Copy word for word, please, the lines of the entries below running from the one containing "notifications: auto-enable do" to the one containing "- [x] All compositors", both ends included.

[Records for this exercise — start]

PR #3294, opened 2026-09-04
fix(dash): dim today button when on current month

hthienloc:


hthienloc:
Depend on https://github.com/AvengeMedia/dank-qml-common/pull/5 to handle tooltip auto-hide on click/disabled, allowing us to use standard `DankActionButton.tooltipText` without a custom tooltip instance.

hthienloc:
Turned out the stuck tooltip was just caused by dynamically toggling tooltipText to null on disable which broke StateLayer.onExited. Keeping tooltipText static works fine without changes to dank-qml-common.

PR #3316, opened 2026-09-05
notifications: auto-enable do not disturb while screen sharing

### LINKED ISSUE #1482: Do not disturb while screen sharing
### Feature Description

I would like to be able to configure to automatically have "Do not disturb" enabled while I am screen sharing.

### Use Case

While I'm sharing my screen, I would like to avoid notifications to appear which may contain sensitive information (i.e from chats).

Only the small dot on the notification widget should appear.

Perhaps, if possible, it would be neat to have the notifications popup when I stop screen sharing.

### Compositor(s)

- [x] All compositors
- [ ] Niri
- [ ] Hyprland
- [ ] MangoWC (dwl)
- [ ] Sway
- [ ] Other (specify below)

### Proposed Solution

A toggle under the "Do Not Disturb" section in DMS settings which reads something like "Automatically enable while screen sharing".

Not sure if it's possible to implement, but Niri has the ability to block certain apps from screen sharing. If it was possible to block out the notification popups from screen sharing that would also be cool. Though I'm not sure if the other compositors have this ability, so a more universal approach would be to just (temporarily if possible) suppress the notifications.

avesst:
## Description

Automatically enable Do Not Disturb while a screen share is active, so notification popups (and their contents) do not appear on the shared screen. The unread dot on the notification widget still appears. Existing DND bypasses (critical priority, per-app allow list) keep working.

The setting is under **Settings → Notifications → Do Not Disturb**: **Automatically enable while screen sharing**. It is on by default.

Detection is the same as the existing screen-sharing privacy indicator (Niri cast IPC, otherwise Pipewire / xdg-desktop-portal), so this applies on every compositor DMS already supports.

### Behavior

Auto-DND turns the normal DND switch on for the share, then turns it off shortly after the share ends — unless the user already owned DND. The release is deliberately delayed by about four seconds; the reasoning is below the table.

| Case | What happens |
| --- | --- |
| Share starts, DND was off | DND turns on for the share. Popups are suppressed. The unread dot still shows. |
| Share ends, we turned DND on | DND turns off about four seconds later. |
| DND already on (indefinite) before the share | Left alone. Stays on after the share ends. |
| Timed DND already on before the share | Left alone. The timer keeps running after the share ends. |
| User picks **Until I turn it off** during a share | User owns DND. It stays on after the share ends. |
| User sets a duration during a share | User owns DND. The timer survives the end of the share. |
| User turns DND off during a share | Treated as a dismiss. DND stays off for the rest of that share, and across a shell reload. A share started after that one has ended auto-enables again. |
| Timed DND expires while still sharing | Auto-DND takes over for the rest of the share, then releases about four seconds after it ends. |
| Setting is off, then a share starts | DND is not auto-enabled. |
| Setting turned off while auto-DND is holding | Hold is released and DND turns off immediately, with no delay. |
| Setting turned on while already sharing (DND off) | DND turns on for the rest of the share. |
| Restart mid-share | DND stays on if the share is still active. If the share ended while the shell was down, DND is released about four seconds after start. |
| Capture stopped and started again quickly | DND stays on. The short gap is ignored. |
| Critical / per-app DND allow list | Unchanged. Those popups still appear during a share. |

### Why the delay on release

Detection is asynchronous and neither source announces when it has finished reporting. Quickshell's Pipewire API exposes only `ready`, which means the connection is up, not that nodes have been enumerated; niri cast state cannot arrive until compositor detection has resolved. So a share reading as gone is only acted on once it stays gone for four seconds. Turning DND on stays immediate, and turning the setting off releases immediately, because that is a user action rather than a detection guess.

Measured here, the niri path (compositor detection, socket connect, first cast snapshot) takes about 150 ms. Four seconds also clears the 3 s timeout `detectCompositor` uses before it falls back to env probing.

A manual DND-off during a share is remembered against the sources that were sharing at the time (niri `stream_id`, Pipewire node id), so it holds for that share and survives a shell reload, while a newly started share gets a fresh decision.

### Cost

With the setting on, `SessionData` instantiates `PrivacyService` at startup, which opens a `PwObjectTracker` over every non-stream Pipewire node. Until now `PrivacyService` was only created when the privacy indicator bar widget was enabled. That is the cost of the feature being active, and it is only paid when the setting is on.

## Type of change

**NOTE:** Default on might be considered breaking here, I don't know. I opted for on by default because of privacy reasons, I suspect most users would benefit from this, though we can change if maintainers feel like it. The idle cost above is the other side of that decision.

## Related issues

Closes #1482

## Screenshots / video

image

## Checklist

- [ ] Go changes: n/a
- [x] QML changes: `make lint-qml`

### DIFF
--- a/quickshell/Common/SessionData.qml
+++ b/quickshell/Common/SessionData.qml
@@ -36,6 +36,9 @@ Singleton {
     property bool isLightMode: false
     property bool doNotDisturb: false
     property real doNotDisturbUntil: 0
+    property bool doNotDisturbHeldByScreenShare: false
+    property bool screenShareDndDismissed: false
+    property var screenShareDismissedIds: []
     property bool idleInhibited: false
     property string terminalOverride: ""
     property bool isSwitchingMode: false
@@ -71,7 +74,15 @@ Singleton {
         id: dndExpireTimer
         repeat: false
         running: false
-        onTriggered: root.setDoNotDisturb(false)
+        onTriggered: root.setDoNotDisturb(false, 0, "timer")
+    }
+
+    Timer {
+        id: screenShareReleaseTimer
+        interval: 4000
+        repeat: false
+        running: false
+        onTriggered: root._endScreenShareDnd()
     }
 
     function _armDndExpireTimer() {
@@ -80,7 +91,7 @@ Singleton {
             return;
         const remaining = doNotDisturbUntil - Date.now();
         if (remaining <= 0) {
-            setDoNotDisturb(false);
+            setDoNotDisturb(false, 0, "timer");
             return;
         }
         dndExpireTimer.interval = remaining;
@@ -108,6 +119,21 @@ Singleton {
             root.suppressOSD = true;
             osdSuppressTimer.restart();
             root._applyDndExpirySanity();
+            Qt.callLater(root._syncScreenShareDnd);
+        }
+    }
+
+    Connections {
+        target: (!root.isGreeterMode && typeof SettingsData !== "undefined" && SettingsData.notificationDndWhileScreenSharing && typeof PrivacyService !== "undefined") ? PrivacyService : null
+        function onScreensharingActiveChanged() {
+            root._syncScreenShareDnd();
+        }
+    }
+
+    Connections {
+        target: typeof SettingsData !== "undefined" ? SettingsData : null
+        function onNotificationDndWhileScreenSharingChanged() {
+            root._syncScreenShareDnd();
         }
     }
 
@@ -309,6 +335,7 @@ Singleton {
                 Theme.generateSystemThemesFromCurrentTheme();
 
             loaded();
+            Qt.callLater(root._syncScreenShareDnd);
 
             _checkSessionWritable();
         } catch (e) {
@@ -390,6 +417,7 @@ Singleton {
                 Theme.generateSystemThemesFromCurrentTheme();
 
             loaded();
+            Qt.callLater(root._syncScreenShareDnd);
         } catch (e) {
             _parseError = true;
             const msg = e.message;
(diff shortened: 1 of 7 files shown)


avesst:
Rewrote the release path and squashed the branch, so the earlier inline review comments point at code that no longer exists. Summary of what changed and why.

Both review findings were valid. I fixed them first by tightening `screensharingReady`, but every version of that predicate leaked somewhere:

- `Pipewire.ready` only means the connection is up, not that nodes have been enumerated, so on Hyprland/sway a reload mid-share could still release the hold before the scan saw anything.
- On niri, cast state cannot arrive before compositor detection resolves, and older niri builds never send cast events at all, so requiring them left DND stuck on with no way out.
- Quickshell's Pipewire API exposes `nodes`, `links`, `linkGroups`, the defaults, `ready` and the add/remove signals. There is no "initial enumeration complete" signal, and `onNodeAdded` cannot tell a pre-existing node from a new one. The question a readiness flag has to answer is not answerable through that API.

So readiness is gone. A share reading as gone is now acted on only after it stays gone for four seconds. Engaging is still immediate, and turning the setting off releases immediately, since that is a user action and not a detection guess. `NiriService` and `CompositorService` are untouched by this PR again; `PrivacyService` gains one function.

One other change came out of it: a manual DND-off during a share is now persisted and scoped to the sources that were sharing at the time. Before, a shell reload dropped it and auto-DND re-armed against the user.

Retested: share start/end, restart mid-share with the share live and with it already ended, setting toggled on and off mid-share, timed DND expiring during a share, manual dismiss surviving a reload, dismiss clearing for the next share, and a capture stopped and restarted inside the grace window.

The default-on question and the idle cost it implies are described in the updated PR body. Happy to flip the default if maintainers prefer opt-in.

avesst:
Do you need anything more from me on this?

[Records for this exercise — finish]

#### Expected answer:
notifications: auto-enable do not disturb while screen sharing

### LINKED ISSUE #1482: Do not disturb while screen sharing
### Feature Description

I would like to be able to configure to automatically have "Do not disturb" enabled while I am screen sharing.

### Use Case

While I'm sharing my screen, I would like to avoid notifications to appear which may contain sensitive information (i.e from chats).

Only the small dot on the notification widget should appear.

Perhaps, if possible, it would be neat to have the notifications popup when I stop screen sharing.

### Compositor(s)

- [x] All compositors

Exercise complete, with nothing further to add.